____ Extracted data
PR #8715, opened 2015-09-08
Correctly terminate scopes that end at the beginning of a line

### LINKED ISSUE #8701: Tokenized buffer scopes bleed from previous line to the end of next one

nathansobo:
Closes #8703
Fixes #8701

Major props to @Ingramz for discovering this obscure bug in `TokenIterator`. This PR adds a test and adjusts the implementation slightly, while incorporating his original commits. Thanks so much for your contribution :metal:.

### DIFF
--- a/src/token-iterator.coffee
+++ b/src/token-iterator.coffee
@@ -36,7 +36,7 @@ class TokenIterator
           if @scopeStarts[@scopeStarts.length - 1] is scopeName
             @scopeStarts.pop()
           else
-            @scopeEnds.push()
+            @scopeEnds.push(scopeName)
           @scopes.pop()
         else
           scope = atom.grammars.scopeForId(tag)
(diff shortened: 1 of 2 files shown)


src/token-iterator.coffee
```diff
@@ -32,7 +32,11 @@ class TokenIterator
       tag = tags[@index]
       if tag < 0
         if tag % 2 is 0
-          @scopeEnds.push(atom.grammars.scopeForId(tag + 1))
+          scopeName = atom.grammars.scopeForId(tag + 1)
```
as-cii: Maybe we can name this `scope` as we do in a few lines later? :thought_balloon:

as-cii:
Janky is complaining for some reason, whereas Travis seems to be :green_heart:.

Just one comment, otherwise this looks pretty good to me! :+1:

nathansobo:
Good thinking. Obviously did this a bit rushed.

PR #8721, opened 2015-09-09
Add --no-auto-update while run `scripts/build` to disable autoupdate

scv119:
Add `--no-auto-update` to script/build as an option to disable Atom autoupdate.

This PR create a new grunt task that set `_enableAutoUpdate` to Atom's package.json while building. And in AutoupdateManager, it loads package.json and check if `_enableAutoupdate` is set.

I verified that `script/build --no-auto-update` will set `"_enableAutoUpdate" : false` in Atom's package.json whereas `script/build` will  set `"_enableAutoUpdate" : true`. 

However, it seems that the build generated by `script/build` won't trigger autoupdate even if I made the the version to be `1.0.9` instead of `1.0.9-somehash`.

Any thought on how to verify the autoupdate feature using `script/build`?

cc @bolinfest  @maxbrunsfeld  @kevinsawicki

### DIFF
--- a/build/Gruntfile.coffee
+++ b/build/Gruntfile.coffee
@@ -36,6 +36,7 @@ module.exports = (grunt) ->
   buildDir = grunt.option('build-dir') ? path.join(tmpDir, 'atom-build')
   buildDir = path.resolve(buildDir)
   installDir = grunt.option('install-dir')
+  disableAutoUpdate = grunt.option('no-auto-update') ? false
 
   channel = grunt.option('channel')
   channel ?= process.env.JANKY_BRANCH if process.env.JANKY_BRANCH in ['stable', 'beta']
@@ -155,7 +156,7 @@ module.exports = (grunt) ->
   grunt.initConfig
     pkg: grunt.file.readJSON('package.json')
 
-    atom: {appDir, appName, symbolsDir, buildDir, contentsDir, installDir, shellAppDir, channel}
+    atom: {appDir, appName, symbolsDir, buildDir, contentsDir, installDir, shellAppDir, channel, disableAutoUpdate}
 
     docsOutputDir: 'docs/output'
 
--- a/build/tasks/build-task.coffee
+++ b/build/tasks/build-task.coffee
@@ -190,4 +190,5 @@ module.exports = (grunt) ->
     dependencies = ['compile', 'generate-license:save', 'generate-module-cache', 'compile-packages-slug']
     dependencies.push('copy-info-plist') if process.platform is 'darwin'
     dependencies.push('set-exe-icon') if process.platform is 'win32'
+    dependencies.push('disable-autoupdate') if grunt.config.get('atom.disableAutoUpdate')
     grunt.task.run(dependencies...)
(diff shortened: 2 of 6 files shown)


scv119:
I noticed that there is no way to just check the update but not update it without touching electron code.  So I instead disable the periodically check if no-autoupdate is set, whereas user could still click the check update button to trigger autoupdate manually.

Also, do you have any suggestions on how to test that? I tried to hardcode the version number as `1.0.3` instead of something like `1.0.12-hash` before building, but the autoupdate just doesn’t do anything.

maxbrunsfeld:
> I tried to hardcode the version number as 1.0.3 instead of something like 1.0.12-hash before building, but the autoupdate just doesn’t do anything.

If the app's version is just `1.x.y`, the auto-update *should* run. What is the output of this command from your built version of Atom?

```js
remote.require("app").getVersion()
```

What you've done looks good so far. There are a couple of changes I'd like you to make:

* [ ] Rather than passing the `@resourcePath` into the `AutoUpdateManager`, so that it can read the `package.json` and possibly disable itself, I would rather pass a boolean `disabled` flag into the `AutoUpdateManager` if auto update has been disabled in the package.json, or the version string has a SHA in it.
* [ ] When Atom has been built with `--no-auto-update`, the 'Atom' application menu should not have a `Check for Update` option. You could add an `isDisabled` method to `AutoUpdateManager` that can be checked in [`ApplicationMenu::getDefaultTemplate`](https://github.com/atom/atom/blob/f2aeb635fcea93e0ed6b72d1e56294cba6639274/src/browser/application-menu.coffee#L123).

scv119:
@maxbrunsfeld  ready for review again.

I still can't trigger autoupdate, here is what I did:
1) I checkout tag v1.0.13
2) I apply this patch to v1.0.13 https://github.com/scv119/atom/commit/e9e46f9fbf6c958eaf768ba65f3899651b9d9769
3) run `pkill Atom && rm -rf /Applications/Atom.app`
4) run `./script/build` to get Atom.app
5) open `/Applications/Atom.app`

Here I verified the version is `1.0.1`, but the `Check for Update` doesn't do anything if I click it.

scv119:
Here is how I tested:
* apply this patch (https://github.com/scv119/atom/commit/32c758b0fafc6a2631e3c609c9b894bcda7b70cd) to the commit.
* run `./script/build` to get Atom.app
* verified that `2015-09-22 11:05:05.692 Atom[93618:5819640] called` showed up while starting Atom using `atom -f`, and this log also showed up when `Check for Update` is clicked.
  * However, this didn't actually autoupdate Atom, which I suspect something related to this error `Error Downloading Update: Could not get code signature for running application`.
* run `./script/build --no-auto-update` to get Atom.app without autoupdater.
* verified that `.... called` didn't show up while starting Atom using `atom -f` 
* verified that `Check for Update` didn't show up in Atom menu.

maxbrunsfeld:
> Here is how I tested

@scv119 :+1: Ok, that sounds good to me.

We can merge this as soon as you resolve the conflicts.

scv119:
@maxbrunsfeld  rebased :)

maxbrunsfeld:
Thanks @scv119!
________
Where a line in the material above holds "menu", copy that line.

Exercise solution:
* [ ] When Atom has been built with `--no-auto-update`, the 'Atom' application menu should not have a `Check for Update` option. You could add an `isDisabled` method to `AutoUpdateManager` that can be checked in [`ApplicationMenu::getDefaultTemplate`](https://github.com/atom/atom/blob/f2aeb635fcea93e0ed6b72d1e56294cba6639274/src/browser/application-menu.coffee#L123).
* verified that `Check for Update` didn't show up in Atom menu.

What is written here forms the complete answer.